_DATA SUPPLIED:_
Issue #756, opened 2026-04-22
Number input wrongly rejects any value when no maximum/minimum is set


JeroenDeDauw:
> Investigation driven by @JeroenDeDauw.
> Context: NeoWiki codebase on `master`, reproduced from a screenshot of the Subject editor showing a spurious "Maximum value is null." error on a Company schema's `founded at` field (number type) with no maximum configured.
> <sub>Written by Claude Code, `Opus 4.7`</sub>

## Symptom

When editing a Subject, entering a value into a number field whose Property Definition has no `maximum` (or a positive value when no `minimum` is set) produces a validation error:

> Maximum value is null.

This happens for any non-zero input and blocks form submission.

## Root cause

JSON round-trip converts "no limit" (`undefined` in the TS type) into an explicit `null`, and the validator's `!== undefined` guard lets `null` through.

1. PHP serializes missing bounds as explicit `null`. In `src/Domain/Schema/Property/NumberProperty.php`:

   ```php
   public function nonCoreToJson(): array {
       return [
           'precision' => $this->getPrecision(),
           'minimum' => $this->getMinimum(),
           'maximum' => $this->getMaximum(),
       ];
   }
   ```

2. The frontend copies that `null` straight onto the property. In `resources/ext.neowiki/src/domain/propertyTypes/Number.ts`:

   ```ts
   public createPropertyDefinitionFromJson( base: PropertyDefinition, json: any ): NumberProperty {
       return {
           ...base,
           precision: json.precision,
           minimum: json.minimum,
           maximum: json.maximum,
       } as NumberProperty;
   }
   ```

   The type says `maximum?: number` (implying `undefined` when absent), but runtime value is `null`.

3. The validator's guard does not reject `null`:

   ```ts
   if ( property.maximum !== undefined && value.number > property.maximum ) {
       errors.push( { code: 'max-value', args: [ property.maximum ] } );
   }
   ```

   With `property.maximum === null`, `null !== undefined` is `true`, and JS coerces `null` to `0` in the numeric comparison, so e.g. `2000 > 0` is true. The error fires with `args: [ null ]`, and the `neowiki-field-max-value` message (`"Maximum value is $1."`) renders as **"Maximum value is null."**.

The same guard pattern for `minimum` has the same bug (negative inputs would be rejected with "Minimum value is null.").

## Similar code elsewhere

[...]

PR #758, opened 2026-04-22
Ignore null bounds in NumberType validation

JeroenDeDauw:
Related to https://github.com/ProfessionalWiki/NeoWiki/issues/756

## What this changes

Hardens `NumberType` validation against `null` bounds at the JSON seam. The TS type declares `minimum?: number` / `maximum?: number` — "absent" should mean `undefined`, not `null`. Today `NumberType.createPropertyDefinitionFromJson` copies the JSON values through verbatim, so if a `null` ever arrives (e.g. from PHP's `NumberProperty::nonCoreToJson`, or a hand-edited schema page), it lands on the domain object as `null` and the validator's `!== undefined` guard lets it through. JS then coerces `null` to `0` in the numeric comparison, so any non-zero input is rejected with "Maximum value is null." (or "Minimum value is null." for negatives).

Normalize `null` to `undefined` at the JSON seam so the domain type stays honest and existing validator guards do the right thing.

Two regression tests cover the maximum and minimum paths independently (value `2000` exercises only `maximum > 0`; `-2000` exercises `minimum < 0`).

## Note on #756

I could not reproduce the user-visible "Maximum value is null." error on master today. The current `RestSchemaRepository.getSchema` fetches `/v1/page/Schema:<name>` (raw wikitext source), not the PHP-serialized JSON — and schema wikitext omits unset keys, so `minimum`/`maximum` arrive as `undefined`, not `null`, and the existing guard works. So this PR is defensive rather than a fix for a currently reachable bug via the SubjectEditor flow. Leaving #756 open — the original screenshot must have come from a different path or state that we haven't identified yet.

## Follow-up

The same null-leak pattern exists at the JSON seam for `Text.ts` (`minLength`/`maxLength`) and `DateTime.ts` (`minimum`/`maximum`). Neither triggers a user-visible bug today — `TextProperty.php` does not emit those keys, and `DateTime.ts` has a `parseStrictDateTime(null)` guard that masks the coercion — but both are latent and worth tidying as a separate change.

> Result of extensive back and forth with @JeroenDeDauw and this specific refinement of his after empirical verification in the dev environment.
> Context: the NeoWiki codebase on master, browser-based reproduction attempt against the running dev wiki, inspection of the PHP serialization and TS deserialization layers.

### DIFF
--- a/resources/ext.neowiki/src/domain/propertyTypes/Number.ts
+++ b/resources/ext.neowiki/src/domain/propertyTypes/Number.ts
@@ -28,9 +28,9 @@ export class NumberType extends BasePropertyType<NumberProperty, NumberValue> {
 	public createPropertyDefinitionFromJson( base: PropertyDefinition, json: any ): NumberProperty {
 		return {
 			...base,
-			precision: json.precision,
-			minimum: json.minimum,
-			maximum: json.maximum,
+			precision: json.precision ?? undefined,
+			minimum: json.minimum ?? undefined,
+			maximum: json.maximum ?? undefined,
 		} as NumberProperty;
 	}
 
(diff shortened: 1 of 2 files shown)


JeroenDeDauw:
Weird. I no longer get the error on master. CC says it can see the wrong code on master, but perhaps it's incorrect about that code being wrong, and the issue I ran into came from elsewhere?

_EXERCISE BRIEF:_ Please copy only the lines from the one with "-28,9 +28,9 @@" through the final line of the records above, both ends included.

_RESULT OF THIS EXERCISE:_
@@ -28,9 +28,9 @@ export class NumberType extends BasePropertyType<NumberProperty, NumberValue> {
 	public createPropertyDefinitionFromJson( base: PropertyDefinition, json: any ): NumberProperty {
 		return {
 			...base,
-			precision: json.precision,
-			minimum: json.minimum,
-			maximum: json.maximum,
+			precision: json.precision ?? undefined,
+			minimum: json.minimum ?? undefined,
+			maximum: json.maximum ?? undefined,
 		} as NumberProperty;
 	}
 
(diff shortened: 1 of 2 files shown)


JeroenDeDauw:
Weird. I no longer get the error on master. CC says it can see the wrong code on master, but perhaps it's incorrect about that code being wrong, and the issue I ran into came from elsewhere?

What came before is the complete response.